AI Enrich
A unified gateway for LLM-powered text generation and enrichment. Route prompts to OpenAI, Anthropic, Gemini, or Perplexity through a single endpoint — with prompt templating, structured JSON output, and optional web search.
POST /ai_enrich is a single endpoint that abstracts over four LLM
providers. Use it for classification, extraction, summarization,
personalization copy, and any task where a deterministic endpoint doesn't
already exist.
Endpoint: POST /ai_enrich
Credits:
- OpenAI, Anthropic, Gemini: 2 credits / call
- Perplexity: 5 credits / call (includes live web search)
Supported Providers
| Provider | Default Model | Web search |
|---|---|---|
openai | gpt-4o-mini | Optional |
anthropic | claude-haiku-4-5-20251001 | Optional |
gemini | gemini-2.0-flash | Optional |
perplexity | sonar | Always on |
Override the default model with the model field when you need a stronger
or more specialized model (e.g. gpt-4o, claude-opus-4-6, gemini-2.0-pro).
Request
curl -X POST https://v3-api.texau.com/api/v1/ai_enrich \
-H "x-api-key: YOUR_API_KEY" \
-H "Content-Type: application/json" \
-d '{
"provider": "openai",
"prompt": "Summarize the company {{company_name}} in 2 sentences.",
"context": { "company_name": "Acme Corp" },
"model": "gpt-4o-mini",
"temperature": 0.3
}'
Parameters
| Field | Type | Required | Description |
|---|---|---|---|
provider | string | Yes | openai, anthropic, gemini, or perplexity |
prompt | string | Yes | Prompt text (supports {{variable}} templating) |
context | object | No | Key-value pairs substituted into {{variable}} placeholders |
model | string | No | Override the provider default |
temperature | number | No | 0–2 (default 0.3) |
system_prompt | string | No | Provider system-level instructions |
output_type | string | No | text (default) or json |
output_schema | object | No | JSON schema guiding structured output when output_type="json" |
max_tokens | integer | No | Default 4096 |
use_web_search | boolean | No | Enable web search on providers that support it |
search_recency_filter | string | No | Perplexity only: day, week, month, year |
search_domain_filter | array | No | Perplexity only: limit search to specific domains |
Templated Prompts
Use {{variable}} placeholders in the prompt and pass a context object —
ideal for running the same prompt across every row of a dataset.
{
"provider": "openai",
"prompt": "Is {{company}} a good fit for a ContentOps tool?

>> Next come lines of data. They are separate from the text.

PR #9834, opened 2026-06-08
fix(macos): honor locally-held modifier keys on synthetic mouse events

### LINKED ISSUE #8682: "Command+Click multi-selection fails when using mixed input sources (local keyboard + remote mouse)"
### Project

Deskflow

### Deskflow version info

Deskflow version: 1.22.0
Qt version: 6.6.2
Server OS: Windows 11 Pro 23H2 (Deskflow host)
Client OS: macOS 15.5 (Apple Silicon, Mac mini M4)
Connected via: Wi-Fi (same network)

Reproducible: Always

### Build type

### Operating systems (OS)

- [x] Windows
- [x] macOS
- [ ] Linux (X11)
- [ ] Linux (Wayland)
- [ ] BSD-derived
- [ ] Other (please specify)

### Wayland on Linux

- [x] I am not using Wayland on Linux

### Signing on macOS

- [x] I have authorized the app to run on my Mac
- [ ] I am not using macOS

### Continuous build

### OS versions/distros

-Windows 11
-macOS 15.5

### Deskflow configuration

- Windows 11 server, macOS 15 client
- each computer has a single monitor
- Windows is on the left, macOS is on the right

1. On my Mac mini, when using both a Windows mouse and Windows keyboard via Deskflow, Command + click allows multiple selection in Finder.

2. On my Mac mini, when using both a Mac mouse and Mac keyboard directly connected, Command + click also works correctly for multiple selection.

3. On my Mac mini, when using a Windows mouse via Deskflow and a Mac keyboard locally, Command + click does not work — only the last clicked item remains selected.

### Log output

```shell

```

### Additional information

_No response_

derhally:
## Description

When a Mac runs as a client and only the mouse is shared from the server (e.g. a Windows server + a local Mac keyboard), modifier keys held on the local Mac keyboard are ignored on clicks coming from the shared mouse. Shift/Command-click multi-selection (Finder, lists, text) only work if the modifier was held on the server's keyboard.

The fix is to OR in the live, session-wide modifier state alongside the server-tracked flags.

## AI tools used for this PR
Claude Code using Opus 4.8

## Fixed/related issues
Fixes: #8682 

## How has this been tested?
I did a local MacOS build and tested that this change works as expected.  I tested both using the PC keyboard and Mac keyboard to make sure existing behavior is working.   Holding down shift or command on the local Mac Keyboard while using the mouse results in the expected results.

### DIFF
--- a/src/lib/platform/OSXScreen.mm
+++ b/src/lib/platform/OSXScreen.mm
@@ -466,9 +466,7 @@ void OSXScreen::postMouseEvent(CGPoint &pos) const
   // Dragging events also need the click state
   CGEventSetIntegerValueField(event, kCGMouseEventClickState, m_clickState);
 
-  // Fix for sticky keys
-  CGEventFlags modifiers = m_keyState->getModifierStateAsOSXFlags();
-  CGEventSetFlags(event, modifiers);
+  CGEventSetFlags(event, getModifiers());
 
   // Set movement deltas to fix issues with certain 3D programs
   SInt64 deltaX = pos.x;
@@ -489,6 +487,14 @@ void OSXScreen::postMouseEvent(CGPoint &pos) const
   CGEventPost(kCGHIDEventTap, event);
 
   CFRelease(event);
+}
+
+CGEventFlags OSXScreen::getModifiers() const
+{
+  // Fix for sticky keys
+  CGEventFlags modifiers = m_keyState->getModifierStateAsOSXFlags();
+  modifiers |= CGEventSourceFlagsState(kCGEventSourceStateHIDSystemState);
+  return modifiers;
 }
 
 void OSXScreen::fakeMouseButton(ButtonID id, bool press)
@@ -549,9 +555,7 @@ void OSXScreen::fakeMouseButton(ButtonID id, bool press)
 
   CGEventSetIntegerValueField(event, kCGMouseEventClickState, m_clickState);
 
-  // Fix for sticky keys
-  CGEventFlags modifiers = m_keyState->getModifierStateAsOSXFlags();
-  CGEventSetFlags(event, modifiers);
+  CGEventSetFlags(event, getModifiers());
 
   m_buttonState.set(index, state);
   CGEventPost(kCGHIDEventTap, event);
@@ -609,9 +613,7 @@ void OSXScreen::fakeMouseWheel(ScrollDelta delta) const
     // is the right choice here over kCGScrollEventUnitPixel
     CGEventRef scrollEvent = CGEventCreateScrollWheelEvent(nullptr, kCGScrollEventUnitLine, 2, delta.y, delta.x);
 
-    // Fix for sticky keys
-    CGEventFlags modifiers = m_keyState->getModifierStateAsOSXFlags();
-    CGEventSetFlags(scrollEvent, modifiers);
+    CGEventSetFlags(scrollEvent, getModifiers());
 
     CGEventPost(kCGHIDEventTap, scrollEvent);
     CFRelease(scrollEvent);
--- a/src/lib/platform/OSXScreen.h
+++ b/src/lib/platform/OSXScreen.h
@@ -107,6 +107,14 @@ private:
   bool updateScreenShape(const CGDirectDisplayID, const CGDisplayChangeSummaryFlags);
   void postMouseEvent(CGPoint &) const;
 
+  /**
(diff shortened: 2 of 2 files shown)


sithlord48:

derhally:
> Hello, Thanks for taking the time to contribute. It seems that this pull request does not conform to our standards. Please review our [Hacking Guide](https://github.com/deskflow/deskflow/wiki/Hacking-Guide).

Is that better?

sithlord48:
Not really its still not using our template.. You have only added some of the sections

sithlord48 (changes requested):
Maybe a method that returns the modifiers would be better here since you would only need to comment why its done once 

something like 

```
// Ensure the correct modifiers  in case of being pressed on local keyboard
CGEventFlags getModifiers()
{
  CGEventFlags modifiers = m_keyState->getModifierStateAsOSXFlags();
  modifiers |= CGEventSourceFlagsState(kCGEventSourceStateCombinedSessionState);
  return modifiers;
}
```

and call `CGEventSetFlags(event, getModifiers());` where needed

sithlord48:
I also think you should remove all but the first line from your commit message

amagus:
Is this exclusive to macOS? 
Does it work fine when using a windows or linux client?
I wonder if the expected results are really to OR the modifiers or not...

I am tending to think that this should not be on by default... (maybe be an option?)
It should be an option and it should align with the behavior in all operating systems...

derhally:
I have tested with Deskflow both running as a Server and Client on MacOS and Windows.

The Windows installation is using the current version 1.26.0
The Mac installation is using my build 

* using the server's mouse (Mac)
* Holding down Shift or Ctrl on PC Keyboard
* Holding down Shift or Ctrl on Mac Keyboard 

In issue #8682, @sithlord48 states that he can't reproduce this with linux, so it seems this may only be an issue with the Mac client.

sithlord48:
I will have to double check with "Mixed" sources I'll try to check that today

src/lib/platform/OSXScreen.mm
```diff
@@ -491,6 +489,18 @@
   CFRelease(event);
 }
 
+CGEventFlags OSXScreen::getModifiers() const
+{
+  // Combine the server-tracked modifier state with the live session-wide
```
sithlord48: These comments are redundant  . Coments on the function should be doxygen style in the header.

sithlord48 (changes requested):

amagus:
@derhally The question here: does it work without changes when you use windows as server? I understand you are trying to fix it when using mac as server, but we need to see if we need a general fix for this feature or not...

sithlord48:
Just tested from wayland server to x11 client and i can hold shift , ctrl etc on the local keyboard (x11) and it works as expected i get the selection method i expect.

sithlord48 (dismissed):
Looks ok @amagus

sithlord48:
@derhally  note for future contributions, We will place your pr into draft after we have reviewed it with issues for you to correct after you do please make the pr "ready for review" again so we know its ready for us to review again ( i did it for you this time)

amagus:
I see, then the pr should be fine...

amagus (approved):

derhally:
> @derhally The question here: does it work without changes when you use windows as server? I understand you are trying to fix it when using mac as server, but we need to see if we need a general fix for this feature or not...

The original issue is with windows as server and the Mac as the client.   I wanted to use a mac keyboard but share the mouse on Windows PC with the mac.

I tested both scenarios with the Mac as the server with my changes and the PC as the server with the current release.

src/lib/platform/OSXScreen.mm
```diff
@@ -491,6 +489,17 @@
   CFRelease(event);
 }
 
+CGEventFlags OSXScreen::getModifiers() const
+{
+  // Server-tracked modifier state (modifiers held on the remote/server side).
```
sithlord48: The comments that describe what the method does should only be in the header not in the middle of the method. 
Nothing complex is going on to where the three lines in the method need comments

sithlord48 (changes requested):

sithlord48 (approved):
@nbolton  ill leave landing to you .

derhally:
@sithlord48 I'm sometimes seeing the modifier keys stick.  I'm going to pull this PR for the time being and do more testing and try to figure it out and come back when I'm confident my change is correct.  Thank you for being patient as I get used to your contribution process.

Answer yes or no and give one reason.",
"context": { "company": "Acme Media Group" }
}
Structured JSON Output
Set output_type="json" and pass a JSON schema in output_schema. The
response is guaranteed to parse as JSON matching your shape.
{
"provider": "openai",
"output_type": "json",
"output_schema": {
"type": "object",
"properties": {
"score": { "type": "integer" },
"category": { "type": "string", "enum": ["hot", "warm", "cold"] },
"reason": { "type": "string" }
},
"required": ["score", "category", "reason"]
},
"system_prompt": "You are a lead-scoring analyst. Score prospects 1-100 based on ICP fit.",
"prompt": "Score this prospect: {{description}}",
"context": { "description": "VP of Sales at Series B logistics SaaS, 200 employees." }
}
Web Search (Perplexity)
Perplexity's sonar model performs a live web search before every
completion. Use it for research queries that need current information:
{
"provider": "perplexity",
"prompt": "What were the last three product launches by {{company}}?",
"context": { "company": "Anthropic" },
"search_recency_filter": "month",
"search_domain_filter": ["anthropic.com", "techcrunch.com"]
}
Response
{
"content": "Acme Corp is a logistics ops SaaS serving mid-market shippers. Founded 2018, headquartered in San Francisco.",
"tokens_used": 256,
"input_tokens": 45,
"output_tokens": 211,
"finish_reason": "stop",
"provider": "openai",
"model": "gpt-4o-mini-2024-07-18"
}
When output_type="json", content is already-parsed JSON matching your
output_schema.
When to Use (and When Not to)
Use ai_enrich for:
- Classifying prospects by intent, persona, or ICP fit
- Extracting attributes from unstructured bios or descriptions
- Summarizing long-form content into one-liners
- Generating personalized outreach copy per-row
- Perplexity-powered research that needs fresh web data
Don't use ai_enrich when:
- A deterministic endpoint already exists —
enrich_profile,company_enricher,web_scrape, etc. are cheaper, faster, and more reliable than asking an LLM for the same data. - You need a guaranteed schema for every row — always pair with
output_type="json"and an explicitoutput_schema.
Cost-Efficient Patterns
- Template once, run thousands. Build your prompt with
{{variable}}placeholders and loop over your data withcontextobjects. No need to rebuild the prompt per-row. - Use the cheapest suitable model.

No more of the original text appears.